Invariance of symplectic cohomology and twisted cotangent bundles over surfaces

TL;DR

This paper demonstrates the invariance of symplectic cohomology under certain deformations of the symplectic form, extending previous results to non-exact and non-compactly supported cases, with applications to magnetic geodesics.

Contribution

It establishes the invariance of symplectic cohomology under broader deformations and applies this to twisted cotangent bundles over surfaces, revealing new existence results for magnetic geodesics.

Findings

Symplectic cohomology remains invariant under non-exact deformations.

Explicit computation of symplectic cohomology for twisted cotangent bundles.

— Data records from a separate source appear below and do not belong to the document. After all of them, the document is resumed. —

PR #136, opened 2021-07-11
Update Operations Signatures in API Docs

AlexandruGG:
This PR updates Collection Operations signatures in the `api` docs, adding types and correcting a few outdated ones.


AlexandruGG:
@drupol 

> Updating the signatures of all the operations in the API page and add their return type ?

sorted 😁

drupol:
Amazing work!

Thanks for also fixing the other things as well along the way!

Existence of multiple periodic magnetic geodesics on surfaces.

Abstract

We prove that symplectic cohomology for open convex symplectic manifolds is invariant when the symplectic form undergoes deformations which may be non-exact and non-compactly supported, provided one uses the correct local system of coefficients in Floer theory. As a sample application beyond the Liouville setup, we describe in detail the symplectic cohomology for disc bundles in the twisted cotangent bundle of surfaces, and we deduce existence results for periodic magnetic geodesics on surfaces. In particular, we show the existence of geometrically distinct orbits by exploiting properties of the BV-operator on symplectic cohomology.